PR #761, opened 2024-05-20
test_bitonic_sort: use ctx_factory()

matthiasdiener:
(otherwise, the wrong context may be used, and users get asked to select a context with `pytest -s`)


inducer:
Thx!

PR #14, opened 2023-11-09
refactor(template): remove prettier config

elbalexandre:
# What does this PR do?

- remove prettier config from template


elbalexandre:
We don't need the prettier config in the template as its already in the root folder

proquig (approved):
==
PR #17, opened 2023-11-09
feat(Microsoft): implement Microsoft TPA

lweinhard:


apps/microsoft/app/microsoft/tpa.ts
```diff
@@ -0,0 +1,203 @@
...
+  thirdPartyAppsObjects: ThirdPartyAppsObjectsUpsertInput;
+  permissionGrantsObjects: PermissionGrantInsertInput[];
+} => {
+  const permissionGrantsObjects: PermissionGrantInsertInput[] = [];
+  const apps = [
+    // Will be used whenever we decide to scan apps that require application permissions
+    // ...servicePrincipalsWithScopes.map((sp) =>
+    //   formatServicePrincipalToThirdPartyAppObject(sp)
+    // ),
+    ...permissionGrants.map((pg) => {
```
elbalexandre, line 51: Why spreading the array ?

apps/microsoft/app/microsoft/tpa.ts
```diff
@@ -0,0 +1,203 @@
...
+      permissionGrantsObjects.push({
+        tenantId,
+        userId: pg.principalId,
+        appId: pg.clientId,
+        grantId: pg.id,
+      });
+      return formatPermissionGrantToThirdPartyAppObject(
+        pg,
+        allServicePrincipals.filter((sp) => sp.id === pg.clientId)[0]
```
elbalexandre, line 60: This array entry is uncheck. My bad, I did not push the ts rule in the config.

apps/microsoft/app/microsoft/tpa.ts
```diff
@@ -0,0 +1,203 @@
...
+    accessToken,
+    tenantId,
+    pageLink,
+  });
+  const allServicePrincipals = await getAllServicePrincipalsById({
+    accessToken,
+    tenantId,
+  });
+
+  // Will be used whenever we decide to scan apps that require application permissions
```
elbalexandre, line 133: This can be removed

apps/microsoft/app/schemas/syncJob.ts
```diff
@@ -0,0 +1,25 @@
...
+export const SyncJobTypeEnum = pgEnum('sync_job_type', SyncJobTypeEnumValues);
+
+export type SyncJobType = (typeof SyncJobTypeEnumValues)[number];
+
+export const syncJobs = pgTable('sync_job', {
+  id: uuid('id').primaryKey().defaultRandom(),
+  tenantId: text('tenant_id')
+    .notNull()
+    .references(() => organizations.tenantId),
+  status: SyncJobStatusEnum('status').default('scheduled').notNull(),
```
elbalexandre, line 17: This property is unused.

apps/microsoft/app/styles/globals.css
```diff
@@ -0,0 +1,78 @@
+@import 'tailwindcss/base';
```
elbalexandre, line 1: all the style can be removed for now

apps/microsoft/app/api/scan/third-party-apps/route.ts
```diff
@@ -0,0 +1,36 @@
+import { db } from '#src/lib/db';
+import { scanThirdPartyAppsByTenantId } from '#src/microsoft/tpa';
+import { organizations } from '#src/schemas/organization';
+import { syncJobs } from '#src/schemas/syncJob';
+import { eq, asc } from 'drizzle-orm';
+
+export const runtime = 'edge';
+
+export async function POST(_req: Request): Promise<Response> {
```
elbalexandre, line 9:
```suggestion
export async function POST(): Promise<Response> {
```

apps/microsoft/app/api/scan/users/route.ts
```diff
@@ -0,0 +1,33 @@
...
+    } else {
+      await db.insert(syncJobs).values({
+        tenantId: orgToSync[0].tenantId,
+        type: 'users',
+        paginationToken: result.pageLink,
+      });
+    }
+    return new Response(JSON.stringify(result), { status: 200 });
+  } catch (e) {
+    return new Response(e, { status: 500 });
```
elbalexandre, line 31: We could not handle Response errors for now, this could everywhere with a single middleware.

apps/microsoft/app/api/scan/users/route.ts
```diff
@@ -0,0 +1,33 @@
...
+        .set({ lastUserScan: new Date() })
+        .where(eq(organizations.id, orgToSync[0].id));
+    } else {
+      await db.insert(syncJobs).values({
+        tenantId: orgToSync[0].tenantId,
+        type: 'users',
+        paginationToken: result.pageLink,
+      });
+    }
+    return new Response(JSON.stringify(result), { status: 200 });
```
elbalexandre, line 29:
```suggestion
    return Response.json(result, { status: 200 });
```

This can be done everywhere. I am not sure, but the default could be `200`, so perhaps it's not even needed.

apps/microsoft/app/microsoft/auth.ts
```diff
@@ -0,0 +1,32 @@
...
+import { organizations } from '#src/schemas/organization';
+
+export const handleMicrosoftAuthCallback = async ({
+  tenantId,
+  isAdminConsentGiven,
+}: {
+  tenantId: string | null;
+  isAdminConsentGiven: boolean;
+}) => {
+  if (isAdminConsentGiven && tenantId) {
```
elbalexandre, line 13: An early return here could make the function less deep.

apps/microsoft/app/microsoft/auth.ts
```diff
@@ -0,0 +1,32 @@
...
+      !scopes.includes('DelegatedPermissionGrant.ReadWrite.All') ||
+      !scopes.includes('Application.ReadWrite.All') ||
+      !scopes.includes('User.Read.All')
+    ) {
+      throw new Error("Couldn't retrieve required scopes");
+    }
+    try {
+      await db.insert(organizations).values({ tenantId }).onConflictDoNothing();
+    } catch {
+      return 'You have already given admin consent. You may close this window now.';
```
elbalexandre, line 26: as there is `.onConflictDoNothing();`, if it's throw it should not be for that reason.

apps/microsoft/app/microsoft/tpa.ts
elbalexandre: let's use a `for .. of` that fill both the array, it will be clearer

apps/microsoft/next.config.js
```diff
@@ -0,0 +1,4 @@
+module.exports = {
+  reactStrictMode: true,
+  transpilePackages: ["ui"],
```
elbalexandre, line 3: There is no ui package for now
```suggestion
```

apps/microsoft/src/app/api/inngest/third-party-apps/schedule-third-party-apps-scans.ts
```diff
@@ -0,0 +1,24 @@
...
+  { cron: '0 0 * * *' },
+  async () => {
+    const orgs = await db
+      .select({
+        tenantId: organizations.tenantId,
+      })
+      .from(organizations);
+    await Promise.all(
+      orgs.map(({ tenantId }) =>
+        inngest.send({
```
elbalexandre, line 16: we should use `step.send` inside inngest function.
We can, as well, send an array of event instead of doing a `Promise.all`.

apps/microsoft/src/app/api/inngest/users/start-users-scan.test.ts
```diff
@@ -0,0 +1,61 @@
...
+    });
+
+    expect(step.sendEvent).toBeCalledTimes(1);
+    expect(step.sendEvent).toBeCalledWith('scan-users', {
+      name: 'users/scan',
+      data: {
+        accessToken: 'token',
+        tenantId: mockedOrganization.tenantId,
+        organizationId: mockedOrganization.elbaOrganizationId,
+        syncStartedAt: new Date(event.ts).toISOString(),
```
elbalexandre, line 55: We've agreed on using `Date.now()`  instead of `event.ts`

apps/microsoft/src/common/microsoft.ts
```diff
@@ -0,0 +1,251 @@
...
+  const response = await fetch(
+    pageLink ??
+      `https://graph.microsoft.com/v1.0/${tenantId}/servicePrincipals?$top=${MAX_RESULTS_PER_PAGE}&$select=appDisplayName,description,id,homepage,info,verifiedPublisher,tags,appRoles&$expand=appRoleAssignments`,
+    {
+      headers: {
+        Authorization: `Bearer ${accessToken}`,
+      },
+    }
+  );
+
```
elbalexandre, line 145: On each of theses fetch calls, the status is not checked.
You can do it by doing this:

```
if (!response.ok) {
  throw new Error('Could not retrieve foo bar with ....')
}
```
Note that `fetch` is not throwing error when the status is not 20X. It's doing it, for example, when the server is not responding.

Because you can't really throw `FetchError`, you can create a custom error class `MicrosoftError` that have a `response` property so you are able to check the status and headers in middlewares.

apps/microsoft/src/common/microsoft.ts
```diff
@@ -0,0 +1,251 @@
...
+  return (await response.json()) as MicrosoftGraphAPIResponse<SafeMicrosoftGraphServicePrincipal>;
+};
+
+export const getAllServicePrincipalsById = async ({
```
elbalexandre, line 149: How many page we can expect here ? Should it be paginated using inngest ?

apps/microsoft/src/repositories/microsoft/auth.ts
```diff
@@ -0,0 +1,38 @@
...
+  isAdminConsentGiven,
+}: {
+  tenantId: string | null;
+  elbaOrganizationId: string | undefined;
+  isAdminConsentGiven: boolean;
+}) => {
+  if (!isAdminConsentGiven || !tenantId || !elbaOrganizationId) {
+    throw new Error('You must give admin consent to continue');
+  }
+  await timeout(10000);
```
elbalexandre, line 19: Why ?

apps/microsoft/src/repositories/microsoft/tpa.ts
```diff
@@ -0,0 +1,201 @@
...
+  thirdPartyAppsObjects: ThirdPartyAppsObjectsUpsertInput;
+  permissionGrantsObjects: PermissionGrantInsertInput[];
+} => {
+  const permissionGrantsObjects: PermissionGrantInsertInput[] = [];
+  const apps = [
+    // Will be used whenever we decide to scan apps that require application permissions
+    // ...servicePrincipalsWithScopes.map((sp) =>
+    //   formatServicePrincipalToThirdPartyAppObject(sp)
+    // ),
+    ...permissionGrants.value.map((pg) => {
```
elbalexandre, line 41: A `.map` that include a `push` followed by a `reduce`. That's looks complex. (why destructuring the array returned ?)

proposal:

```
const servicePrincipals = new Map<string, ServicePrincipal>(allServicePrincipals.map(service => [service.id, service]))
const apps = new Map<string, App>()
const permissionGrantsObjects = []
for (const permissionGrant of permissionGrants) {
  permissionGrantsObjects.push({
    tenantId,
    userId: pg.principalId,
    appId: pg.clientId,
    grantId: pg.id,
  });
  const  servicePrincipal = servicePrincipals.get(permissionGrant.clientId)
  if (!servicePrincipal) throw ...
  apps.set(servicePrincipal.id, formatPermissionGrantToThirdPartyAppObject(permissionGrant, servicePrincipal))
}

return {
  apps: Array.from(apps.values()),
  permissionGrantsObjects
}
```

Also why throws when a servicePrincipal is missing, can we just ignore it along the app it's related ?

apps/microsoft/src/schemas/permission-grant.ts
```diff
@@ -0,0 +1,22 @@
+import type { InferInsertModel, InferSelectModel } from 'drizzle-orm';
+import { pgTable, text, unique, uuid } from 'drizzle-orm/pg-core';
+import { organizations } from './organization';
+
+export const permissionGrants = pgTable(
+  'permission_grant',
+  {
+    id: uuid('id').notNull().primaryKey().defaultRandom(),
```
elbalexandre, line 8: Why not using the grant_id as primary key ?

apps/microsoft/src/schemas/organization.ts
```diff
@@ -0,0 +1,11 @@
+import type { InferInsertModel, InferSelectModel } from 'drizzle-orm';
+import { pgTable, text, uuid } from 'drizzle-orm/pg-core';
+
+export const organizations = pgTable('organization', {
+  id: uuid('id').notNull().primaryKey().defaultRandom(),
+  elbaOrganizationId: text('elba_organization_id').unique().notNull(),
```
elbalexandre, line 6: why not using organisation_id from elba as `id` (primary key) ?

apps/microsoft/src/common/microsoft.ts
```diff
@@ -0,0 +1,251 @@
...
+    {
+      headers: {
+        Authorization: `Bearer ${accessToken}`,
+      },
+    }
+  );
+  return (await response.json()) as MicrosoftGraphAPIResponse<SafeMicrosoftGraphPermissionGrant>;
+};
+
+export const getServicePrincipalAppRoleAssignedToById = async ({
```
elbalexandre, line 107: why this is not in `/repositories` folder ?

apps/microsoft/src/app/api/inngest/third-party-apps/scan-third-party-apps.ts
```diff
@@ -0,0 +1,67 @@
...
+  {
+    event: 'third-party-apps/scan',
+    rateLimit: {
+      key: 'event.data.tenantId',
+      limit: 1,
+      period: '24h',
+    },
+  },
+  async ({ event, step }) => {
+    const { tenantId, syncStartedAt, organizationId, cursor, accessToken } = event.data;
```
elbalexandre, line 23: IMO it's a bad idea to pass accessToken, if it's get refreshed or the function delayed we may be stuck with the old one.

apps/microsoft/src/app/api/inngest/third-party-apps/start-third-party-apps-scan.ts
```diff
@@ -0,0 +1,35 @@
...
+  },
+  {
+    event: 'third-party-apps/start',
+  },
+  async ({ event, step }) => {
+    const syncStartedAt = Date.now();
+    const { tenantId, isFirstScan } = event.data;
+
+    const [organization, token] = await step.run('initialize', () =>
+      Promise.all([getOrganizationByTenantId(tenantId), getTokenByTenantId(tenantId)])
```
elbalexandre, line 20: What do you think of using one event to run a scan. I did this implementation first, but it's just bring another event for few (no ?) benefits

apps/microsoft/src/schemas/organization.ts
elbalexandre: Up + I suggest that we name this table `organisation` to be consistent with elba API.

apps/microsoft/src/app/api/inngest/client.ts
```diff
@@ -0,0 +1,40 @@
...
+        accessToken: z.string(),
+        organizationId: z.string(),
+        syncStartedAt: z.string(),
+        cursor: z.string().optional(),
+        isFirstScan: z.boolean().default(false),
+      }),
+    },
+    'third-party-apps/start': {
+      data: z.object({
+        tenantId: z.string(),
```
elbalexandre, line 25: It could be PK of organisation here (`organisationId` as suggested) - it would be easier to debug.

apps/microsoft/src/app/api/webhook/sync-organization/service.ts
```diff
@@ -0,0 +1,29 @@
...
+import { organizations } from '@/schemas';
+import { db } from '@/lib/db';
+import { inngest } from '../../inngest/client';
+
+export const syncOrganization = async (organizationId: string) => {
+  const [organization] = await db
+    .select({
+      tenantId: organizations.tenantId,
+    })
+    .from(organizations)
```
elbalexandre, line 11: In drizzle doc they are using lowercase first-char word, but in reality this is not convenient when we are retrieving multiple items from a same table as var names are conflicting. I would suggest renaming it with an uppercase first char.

Work request ▸
Check the entries above line by line and return each one containing the word "What".

Task solution ▸
# What does this PR do?
elbalexandre, line 20: What do you think of using one event to run a scan. I did this implementation first, but it's just bring another event for few (no ?) benefits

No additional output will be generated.